Task brief: Show all lines from the material that carry the word "auth".

START Input records

PR #878, opened 2024-10-24
Let GetUserID and GetOrganizationID panic

### LINKED ISSUE #811: Let GetUserID and GetOrganizationID panic

FoseFx:
closes #811

### DIFF
--- a/libs/common/auth/auth.go
+++ b/libs/common/auth/auth.go
@@ -238,22 +238,44 @@ func SessionValidUntil(ctx context.Context) (time.Time, error) {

END Input records

Expected answer:
--- a/libs/common/auth/auth.go
+++ b/libs/common/auth/auth.go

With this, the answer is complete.